Bangkalan (Dayak News) – Efek samping obat atau yang dikenal dengan istilah adverse drug reaction (ADR) masih menjadi persoalan serius yang kerap disepelekan oleh masyarakat. Data dari Badan Pengawas Obat dan Makanan (BPOM) menunjukkan bahwa kasus ADR masih sering ditemukan, khususnya akibat penggunaan obat jangka panjang tanpa pengawasan tenaga kesehatan.
Salah satu contoh yang paling umum terjadi adalah penggunaan antibiotik tanpa resep dokter. Banyak masyarakat yang mengonsumsi antibiotik secara mandiri, tanpa mengetahui dosis yang tepat dan durasi penggunaan yang sesuai. Hal ini dapat menyebabkan resistensi antibiotik, di mana bakteri menjadi kebal terhadap pengobatan sehingga menurunkan efektivitas terapi di masa depan.
“Kesadaran masyarakat terhadap pentingnya membaca informasi obat dan berkonsultasi dengan apoteker masih rendah. Padahal, setiap obat memiliki potensi efek samping yang berbeda-beda tergantung pada kondisi kesehatan individu,” jelas seorang praktisi farmasi di Bangkalan.
Selain antibiotik, penggunaan obat pereda nyeri dan obat tidur juga sering menimbulkan efek samping apabila digunakan secara berlebihan atau terus-menerus. Beberapa efek samping yang umum terjadi antara lain gangguan pencernaan, kerusakan hati, hingga gangguan fungsi ginjal.

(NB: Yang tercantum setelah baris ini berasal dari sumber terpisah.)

PR #7170, opened 2025-09-15
Use bundled SSL certs for Starboard

andrewsavage1:
Fixed: 444028932

### DIFF
--- a/net/cert/internal/system_trust_store.cc
+++ b/net/cert/internal/system_trust_store.cc
@@ -406,7 +406,7 @@ namespace {
 
 class StarboardSystemCerts {
  public:
-  StarboardSystemCerts() {}
+  StarboardSystemCerts() = default;
 
   TrustStoreInMemoryStarboard* system_trust_store() {
     return &system_trust_store_;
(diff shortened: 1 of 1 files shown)


net/cert/internal/system_trust_store.cc
```diff
@@ -396,6 +400,57 @@ void InitializeTrustStoreAndroid() {}
...
+        trust_anchor);
+  }
+
+#if BUILDFLAG(CHROME_ROOT_STORE_SUPPORTED)
+  int64_t chrome_root_store_version() override { return 0; }
+#endif
+};
+
+std::unique_ptr<SystemTrustStore> CreateSslSystemTrustStore() {
+  LOG(INFO) << "Using STARBOARD SYSTEM TRUST STORE!!";
```
andrewsavage1: remove this

net/cert/internal/system_trust_store.cc
```diff
@@ -396,6 +400,57 @@ void InitializeTrustStoreAndroid() {}
...
+  }
+
+  bool UsesSystemTrustStore() const override { return true; }
+
+  bool IsKnownRoot(const ParsedCertificate* trust_anchor) const override {
+    return g_root_certs_starboard.Get().system_trust_store()->Contains(
+        trust_anchor);
+  }
+
+#if BUILDFLAG(CHROME_ROOT_STORE_SUPPORTED)
```
y4vor: why do we need this part in a Starboard implementation of the interface?

y4vor (approved):

net/cert/internal/system_trust_store.cc
andrewsavage1: It was cruft, removed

Organisasi profesi seperti Persatuan Ahli Farmasi Indonesia (PAFI) terus mengedukasi masyarakat mengenai pentingnya memahami efek samping obat serta peran apoteker dalam memastikan penggunaan obat yang aman dan tepat. Informasi lebih lanjut seputar edukasi dan kegiatan farmasi dapat diakses melalui pafipcbangkalan.org.

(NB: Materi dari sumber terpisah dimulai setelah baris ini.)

PR #7177, opened 2025-09-16
evergreen: add Cobalt updater

yuying-y:
Introduces the initial MVP (Minimum Viable Product) of the Cobalt Evergreen updater. The updater is responsible for checking for new versions of the Cobalt application, downloading them, and preparing them for installation.

Key features of this initial implementation include:
   - A new updater module within the cobalt directory, containing all the core updater logic.
   - Configuration management for the update client, allowing for different update channels and servers.
   - Network fetching capabilities to download update packages.
   - Support for unzipping and patching downloaded updates.
   - Integration with the Cobalt build system and addition of new command-line switches for controlling updater behavior.

This is the foundational implementation of the updater, and will be iterated on in future commits.

Issue: 431862767

### DIFF
--- a/cobalt/updater/BUILD.gn
+++ b/cobalt/updater/BUILD.gn
@@ -1,0 +1,55 @@
+# Copyright 2025 The Cobalt Authors. All Rights Reserved.
+#
+# Licensed under the Apache License, Version 2.0 (the "License");
+# you may not use this file except in compliance with the License.
+# You may obtain a copy of the License at
+#
+#     http://www.apache.org/licenses/LICENSE-2.0
+#
+# Unless required by applicable law or agreed to in writing, software
+# distributed under the License is distributed on an "AS IS" BASIS,
+# WITHOUT WARRANTIES OR CONDITIONS OF ANY KIND, either express or implied.
+# See the License for the specific language governing permissions and
+# limitations under the License.
+
+static_library("updater") {
+  sources = [
+    "configurator.cc",
+    "configurator.h",
+    "network_fetcher.cc",
+    "network_fetcher.h",
+    "patcher.cc",
+    "patcher.h",
+    "prefs.cc",
+    "prefs.h",
+    "unzipper.cc",
+    "unzipper.h",
+    "updater_module.cc",
+    "updater_module.h",
+    "util.cc",
+    "util.h",
+  ]
+
+  deps = [
+    "//base",
+    "//cobalt/browser:switches",
+    "//components/crx_file",
+    "//components/prefs",
+    "//components/update_client",
+    "//components/update_client:buildflags",
+    "//courgette:bsdiff",
+    "//courgette:courgette_lib",
+    "//crypto",
+    "//net",
+    "//net/third_party/quiche",
+    "//services/network/public/cpp",
+    "//services/network/public/mojom",
+    "//starboard:starboard_headers_only",
+    "//starboard/common",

Dengan meningkatnya kesadaran masyarakat terhadap efek samping obat, diharapkan angka kejadian ADR dapat ditekan dan kualitas hidup pasien menjadi lebih baik. Masyarakat juga diimbau untuk tidak ragu berkonsultasi dengan apoteker atau tenaga kesehatan sebelum memutuskan mengonsumsi obat, terutama untuk pengobatan jangka panjang. (Ist)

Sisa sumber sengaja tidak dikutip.